5. Accessing Delta Lake
We must configure our environment to recognize the Delta format before we start creating and querying Delta tables. Open source Apache Spark does not bundle Delta Lake by default, so depending on where we run Spark, we may need to take a few additional steps.
5.1. Apache Spark
For vanilla Spark deployments, we need to explicitly add the Delta Lake library and configure Spark to understand Delta’s extended SQL features. To achieve this, we first need to add the Maven dependency in the pom.xml:
<dependency>
<groupId>io.delta</groupId>
<artifactId>delta-core_2.12</artifactId>
<version>2.4.0</version>
</dependency>
We then instruct Spark to use Delta’s custom extensions and catalog. Spark applies this configuration when it creates the session:
SparkSession spark = SparkSession.builder()
.appName("DeltaExample")
.config("spark.sql.extensions", "io.delta.sql.DeltaSparkSessionExtension")
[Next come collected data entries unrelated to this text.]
PR #31, opened 2019-02-11
Add provisioning VS Code extension as Theia local plugin

garagatyi:
### What does this PR do?
Add provisioning VS Code extension as Theia local plugin.
When meta.yaml doesn't contain attribute `containerImage` VS Code extension is treated as local Theia plugin.

### DIFF
--- a/brokers/vscode/broker.go
+++ b/brokers/vscode/broker.go
@@ -21,7 +21,7 @@ import (
 	"path/filepath"
 	"regexp"
 
-	jsonrpc "github.com/eclipse/che-go-jsonrpc"
+	"github.com/eclipse/che-go-jsonrpc"
 	"github.com/eclipse/che-plugin-broker/brokers/theia"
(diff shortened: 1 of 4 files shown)


brokers/vscode/broker.go
```diff
@@ -135,9 +129,31 @@ func (b *Broker) processPlugin(meta model.PluginMeta) error {
 		}
 	}
 
+	image := meta.Attributes["containerImage"]
```
sleshchenko: Should not you check whether attributes are not nil as you did it before extension evaluation https://github.com/eclipse/che-plugin-broker/pull/31/files#diff-f9c03892980ba78514d5ef65ae08159eR100 ?

garagatyi: It is not needed anymore. If attributes are not present but URL is present we consider plugin local and hosted not in VS Code marketplace

PR #37, opened 2019-03-20
Create Unified plugin broker that merges functionality of all the plugin type specific brokers 

garagatyi:
### What does this PR do?
**Note:** This PR is designed to be reviewed in a commit-by-commit manner. Commit message of each commit explains what was changed in the corresponding commit.

Add new unified plugin broker that should co-exist with other plugin brokers for the time being.
It accepts plugin meta.yaml entries of all the types instead of type specific as other brokers do.
It sorts meta.yaml entries depending on the type and pass them to the appropriate broker implementations.
Tested locally with config.json containing all the meta.yaml entries from the repo for manual testing of other brokers.

Closes https://github.com/redhat-developer/rh-che/issues/1304


brokers/unified/broker.go
```diff
@@ -0,0 +1,152 @@
...
+	"github.com/eclipse/che-plugin-broker/brokers/vscode"
+	"github.com/eclipse/che-plugin-broker/common"
+	"github.com/eclipse/che-plugin-broker/model"
+	"github.com/eclipse/che-plugin-broker/storage"
+	"github.com/eclipse/che-plugin-broker/utils"
+	"net/http"
+)
+
+const ChePluginType = "Che plugin"
+const EditorPluginType = "Che Editor"
```
sleshchenko: `Che Editor` but `Che plugin`, is it done by purpose?

garagatyi: It's a mistake. Thanks for catching

garagatyi:
@davidfestal not sure whether it is good time to do that. We also plan to move meta download from plugin registry in unified broker. With this improvement you would be able to remove some code from CRD POC codebase

garagatyi:
@davidfestal @sleshchenko @amisevsk I made plugin type matching case insensitive, please take a look and approve again

davidfestal:
> @davidfestal not sure whether it is good time to do that. We also plan to move meta download from plugin registry in unified broker. With this improvement you would be able to remove some code from CRD POC codebase

In fact I was already planning to open a very lightweight PR on plugin brokers with my local changes that allowed me to reuse them as is in the CRD Controller. I'll do it as soon as your current PR is merged: It included the promotion of the `processPlugin()` methods to `public` visibility, which is now provided by your PR.

And then I plan to integrate in the CRD controller new features / refactorings of the `che-plugin-broker` as soon as they are merged. The idea is to keep up-to-date and use standard components as much as possible.

garagatyi:
> If we're matching case-insensitive, does it make sense to include that in some tests? E.g. the type on the added test config could be lower case.

@amisevsk you are right, I'll need to add tests for that

garagatyi:
@amisevsk I added unit tests and couple of fixes that I was needed for testing or that I discovered along the way

brokers/che-plugin-broker/broker.go
```diff
@@ -36,29 +36,45 @@ const depFileBothLocationAndURLError = "Plugin dependency '%s:%s' contains both
...
 
 // ChePluginBroker is used to process Che plugins
-type ChePluginBroker struct {
+type ChePluginBroker interface {
+	Start([]model.PluginMeta)
+	PushEvents(tun *jsonrpc.Tunnel)
+	ProcessPlugin(meta model.PluginMeta) error
+}
+
+type chePluginBrokerImpl struct {
```
davidfestal: So it seems I'll have to rework my PR a bit more than expected, since I have made the `storage` field public in order to be able to retrieve the result from the broker after using `ProcessPlugin`.

davidfestal: Oh, or I would would now be able create a broker with a common external storage in which the results of all the brokers would be accumulated. Let me wait for you to merge, and I'll accomodate with your last changes.

garagatyi: It is kinda violation of encapsulation. If one uses field in tests it is bad but acceptable I suppose, but using it from other packages makes code too coupled. 
After this PR you can create brokers with provided storage as an argument to a method.
And frankly speaking you can use unified broker to process all the plugins and only then create kubernetes objects. It can improve quality of the code by decoupling different areas of responsibility.

garagatyi:
Guys I did some changes. I checked them on Che - everything works fine. I started workspace with plugins of each kind.
Please, add your reviews again

brokers/che-plugin-broker/broker.go
davidfestal: OK, I'll see that after you have merged. Thanks for the details.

.config("spark.sql.catalog.spark_catalog", "org.apache.spark.sql.delta.catalog.DeltaCatalog")
.getOrCreate();
We now create Delta tables using Spark DataFrame or SQL. Let’s now create a sample table at a temporary location and register it as a Delta table in Spark SQL:
public static String preparePeopleTable(SparkSession spark) {
try {
String tablePath = Files.createTempDirectory("delta-table-").toAbsolutePath().toString();
Dataset<Row> data = spark.createDataFrame(
java.util.Arrays.asList(
new Person(1, "Alice"),
new Person(2, "Bob")
),
Person.class
);
data.write().format("delta").mode("overwrite").save(tablePath);
spark.sql("DROP TABLE IF EXISTS people");
spark.sql("CREATE TABLE IF NOT EXISTS people USING DELTA LOCATION '" + tablePath + "'");
return tablePath;
} catch (Exception e) {
throw new RuntimeException(e);
}
}
Now let’s verify that the table we created is indeed a Delta table:
@Test
void givenDeltaLake_whenUsingDeltaFormat_thenPrintAndValidate() {
Dataset<Row> df = spark.sql("DESCRIBE DETAIL people");
df.show(false);
Row row = df.first();
assertEquals("file:"+tablePath, row.getAs("location"));
assertEquals("delta", row.getAs("format"));
assertTrue(row.<Long>getAs("numFiles") >= 1);
}
With these configurations, Spark knows how to interpret Delta’s transaction log and metadata. This means we can run SQL commands like MERGE INTO, VACUUM, or time-travel queries that are unique to Delta Lake.
5.2. Databricks
Delta Lake is fully integrated and enabled by default in Databricks. As a result, we can immediately create Delta tables using SQL or the DataFrame API, and explore advanced functionality like schema evolution, upserts, and time travel without any manual setup.
Additionally, Databricks provides notebook or console-based interfaces where users can query Delta Lake without needing to write connection logic themselves.
This seamless integration allows us to focus on building pipelines and analyzing data, rather than managing dependencies or configurations.
5.3. Other Engines
Delta Lake isn’t limited to Spark. It also works with other engines such as Trino, Presto, Flink, and Hive.
Tools like Trino and Presto connect through the Delta connector plugin, while Flink has its own dedicated Delta connector library. Hive also integrates with Delta through separate connectors.
The key thing to remember is that these connectors are not included by default and must be installed on your cluster before you can query Delta tables.
6. Conclusion
In this article, we explored the fundamentals of Delta Lake, including its key features and functionality.
Delta Lake transforms raw data lakes into reliable, high-performance platforms with ACID transactions, schema enforcement, time travel, and unified batch/streaming, ensuring accurate, consistent, and accessible data for any workload.
As always, the examples in this article are available over on GitHub.